About cleft lip and cleft palate
A cleft lip or cleft palate is when the lip or the roof of the mouth (the palate) doesn’t close over properly. This forms a cleft, or open space, in the lip or mouth. Cleft lip and cleft palate can happen separately or happen together. Cleft lip alone is more common.
Cleft lip and cleft palate are congenital defects – this means they happen very early in pregnancy and are present at birth.
We don’t know exactly what causes cleft lip and cleft palate. But the causes are likely to be genetic, although there’s often no family history of the condition.
Symptoms of cleft lip and cleft palate
Cleft lip and cleft palate vary in severity and appearance.
Cleft lip and cleft palate affect the way that children’s mouths look:
- Cleft lip is a gap in the upper lip, which might go up through the gum and into the nose.
- Cleft palate is a gap in the palate, which creates a connection between the mouth and the nose.
- Cleft lip and cleft palate is a gap in both the lip and roof of the mouth.
Cleft lip and palate might also affect the way children’s noses look.
Babies with cleft palate might have significant trouble feeding. This is because they find it difficult or impossible to suck, even though they have no problems swallowing.
Babies with a cleft palate might get glue ear. This is when fluid builds up behind the ear drum. Glue ear can lead to hearing difficulties.
Children who have cleft lip and palate might also have problems with teeth and gums. For example, they might have missing teeth, extra teeth or teeth coming out in the wrong place or the wrong direction. This can affect baby teeth and/or adult teeth.
Treatment for cleft lip and cleft palate
Treatment for cleft lip and/or cleft palate depends on severity.
Initially babies need to be fed with a special spout or an elongated teat. This sends milk to the back of their throats.
Surgery is always necessary. The type, extent and number of operations depend on the severity of the cleft lip or cleft palate. A cleft lip is usually repaired at 3-6 months of age, and a cleft palate at around 9-12 months of age, before children start to speak. Surgery is usually able to close the gaps in children’s lips and mouths.
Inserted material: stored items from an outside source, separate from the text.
PR #573, opened 2018-08-14
PHPLIB-382: Updated Causal Consistency example for docs

derickr:


tests/DocumentationExamplesTest.php
```diff
@@ -1411,29 +1411,38 @@ function testCausalConsistency()
...
-        $items = $client->test->items;
+        )->items;
 
         $items->drop();
         $items->insertOne(
             [ 'sku' => '111', 'name' => 'Peanuts', 'start' => new UTCDateTime() ]
         );
 
         // Start Causal Consistency Example 1
+        $items = $client->selectDatabase(
```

After surgery, children with cleft lip or cleft palate need regular follow-up visits with specialist teams. This is to check how they’re growing and how they look, speak and hear. These follow-up checks help doctors decide whether children need more surgery.
Children with cleft lip and palate often need other therapy. For example, children with cleft palate need speech therapy. Children might also need specialised dental care to fix teeth problems.
With therapy and support, most children with cleft lip and/or cleft palate go on to lead healthy and active lives.
Prevention of cleft lip and cleft palate
You can’t prevent cleft lip and/or cleft palate.